## ASSIGNED TASK
Each entry, as given, must be output unchanged.

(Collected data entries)
* * * * *
PR #28407, opened 2026-04-13
fix(ai-builder): Use placeholders for user-provided values instead of hardcoding fake addresses

aalises:
## Summary

When a user asks the AI builder to create a workflow involving email (e.g. *"send me an email if it's going to rain"*), the builder hardcodes `sendTo: "user@example.com"` instead of collecting the real address. This happens because the builder prompt bans `placeholder()` universally — a rule designed for discoverable resources (spreadsheet IDs, calendar IDs) that incorrectly blocks user-provided values too.

This PR fixes the issue across four layers:

**Prompt semantics**: Scopes the `placeholder()` ban to discoverable resources only. The builder can now use `placeholder('Your email address')` for values that require direct user input, and is explicitly told never to hardcode fake addresses.

**Workflow-loop state machine**: Adds `hasUnresolvedPlaceholders` as first-class metadata alongside `mockedCredentialTypes`. Placeholder-bearing workflows skip runtime verification (which would fail on sentinel strings) and route to `setup-workflow` so the user can provide real values through the setup wizard.

**Setup service**: `buildSetupRequests()` now recursively scans node parameters for placeholder sentinels and surfaces them as parameter issues, ensuring the setup wizard shows input fields for them.

**Frontend setup wizard**: `isParamValueSet()` treats placeholder strings as "not set". `isCardComplete()` checks for remaining placeholders. `buildNodeParameters()` explicitly clears placeholder sentinels on apply so they don't silently survive.

[Notion P0: Didn't ask for email as part of the configuration steps](https://www.notion.so/n8n/33e5b6e0c94f80a79534e6f7f9c4dd65)

### DIFF
--- a/packages/@n8n/instance-ai/src/tools/orchestration/build-workflow-agent.prompt.ts
+++ b/packages/@n8n/instance-ai/src/tools/orchestration/build-workflow-agent.prompt.ts
@@ -13,13 +13,23 @@ import {
 	WORKFLOW_SDK_PATTERNS,
 } from '../../workflow-builder';
 
+// ── Shared placeholder guidance (single source of truth) ────────────────────
+
+// prettier-ignore
+const PLACEHOLDER_RULE =
+	"**Do NOT use `placeholder()` for discoverable resources** (spreadsheet IDs, calendar IDs, channel IDs, folder IDs) — resolve real IDs via `explore-node-resources` or create them via setup workflows. For **user-provided values** that cannot be discovered or created (email recipients, phone numbers, custom URLs, notification targets), use `placeholder('descriptive hint')` so the setup wizard prompts the user after the build. Never hardcode fake values like `user@example.com`.";
+
+// prettier-ignore
+const PLACEHOLDER_ESCALATION =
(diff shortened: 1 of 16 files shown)


packages/@n8n/instance-ai/src/tools/orchestration/build-workflow-agent.prompt.ts
```diff
@@ -13,13 +13,23 @@ import {
...
 } from '../../workflow-builder';
 
+// ── Shared placeholder guidance (single source of truth) ────────────────────
+
+// prettier-ignore
+const PLACEHOLDER_RULE =
+	"**Do NOT use `placeholder()` for discoverable resources** (spreadsheet IDs, calendar IDs, channel IDs, folder IDs) — resolve real IDs via `explore-node-resources` or create them via setup workflows. For **user-provided values** that cannot be discovered or created (email recipients, phone numbers, custom URLs, notification targets), use `placeholder('descriptive hint')` so the setup wizard prompts the user after the build. Never hardcode fake values like `user@example.com`.";
+
+// prettier-ignore
+const PLACEHOLDER_ESCALATION =
```
Cadiac, line 23: This seems to be pretty email-specific language, while we'd want this to work with all kinds of user identifiers - but maybe something to improve once we have proper evaluations in place to actually see the impact of different language here?

Cadiac (approved):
* * * * *
## SOLUTION TO THE EXERCISE
PR #28407, opened 2026-04-13
fix(ai-builder): Use placeholders for user-provided values instead of hardcoding fake addresses

aalises:
## Summary

When a user asks the AI builder to create a workflow involving email (e.g. *"send me an email if it's going to rain"*), the builder hardcodes `sendTo: "user@example.com"` instead of collecting the real address. This happens because the builder prompt bans `placeholder()` universally — a rule designed for discoverable resources (spreadsheet IDs, calendar IDs) that incorrectly blocks user-provided values too.

This PR fixes the issue across four layers:

**Prompt semantics**: Scopes the `placeholder()` ban to discoverable resources only. The builder can now use `placeholder('Your email address')` for values that require direct user input, and is explicitly told never to hardcode fake addresses.

**Workflow-loop state machine**: Adds `hasUnresolvedPlaceholders` as first-class metadata alongside `mockedCredentialTypes`. Placeholder-bearing workflows skip runtime verification (which would fail on sentinel strings) and route to `setup-workflow` so the user can provide real values through the setup wizard.

**Setup service**: `buildSetupRequests()` now recursively scans node parameters for placeholder sentinels and surfaces them as parameter issues, ensuring the setup wizard shows input fields for them.

**Frontend setup wizard**: `isParamValueSet()` treats placeholder strings as "not set". `isCardComplete()` checks for remaining placeholders. `buildNodeParameters()` explicitly clears placeholder sentinels on apply so they don't silently survive.

[Notion P0: Didn't ask for email as part of the configuration steps](https://www.notion.so/n8n/33e5b6e0c94f80a79534e6f7f9c4dd65)

### DIFF
--- a/packages/@n8n/instance-ai/src/tools/orchestration/build-workflow-agent.prompt.ts
+++ b/packages/@n8n/instance-ai/src/tools/orchestration/build-workflow-agent.prompt.ts
@@ -13,13 +13,23 @@ import {
 	WORKFLOW_SDK_PATTERNS,
 } from '../../workflow-builder';
 
+// ── Shared placeholder guidance (single source of truth) ────────────────────
+
+// prettier-ignore
+const PLACEHOLDER_RULE =
+	"**Do NOT use `placeholder()` for discoverable resources** (spreadsheet IDs, calendar IDs, channel IDs, folder IDs) — resolve real IDs via `explore-node-resources` or create them via setup workflows. For **user-provided values** that cannot be discovered or created (email recipients, phone numbers, custom URLs, notification targets), use `placeholder('descriptive hint')` so the setup wizard prompts the user after the build. Never hardcode fake values like `user@example.com`.";
+
+// prettier-ignore
+const PLACEHOLDER_ESCALATION =
(diff shortened: 1 of 16 files shown)


packages/@n8n/instance-ai/src/tools/orchestration/build-workflow-agent.prompt.ts
```diff
@@ -13,13 +13,23 @@ import {
...
 } from '../../workflow-builder';
 
+// ── Shared placeholder guidance (single source of truth) ────────────────────
+
+// prettier-ignore
+const PLACEHOLDER_RULE =
+	"**Do NOT use `placeholder()` for discoverable resources** (spreadsheet IDs, calendar IDs, channel IDs, folder IDs) — resolve real IDs via `explore-node-resources` or create them via setup workflows. For **user-provided values** that cannot be discovered or created (email recipients, phone numbers, custom URLs, notification targets), use `placeholder('descriptive hint')` so the setup wizard prompts the user after the build. Never hardcode fake values like `user@example.com`.";
+
+// prettier-ignore
+const PLACEHOLDER_ESCALATION =
```
Cadiac, line 23: This seems to be pretty email-specific language, while we'd want this to work with all kinds of user identifiers - but maybe something to improve once we have proper evaluations in place to actually see the impact of different language here?

Cadiac (approved):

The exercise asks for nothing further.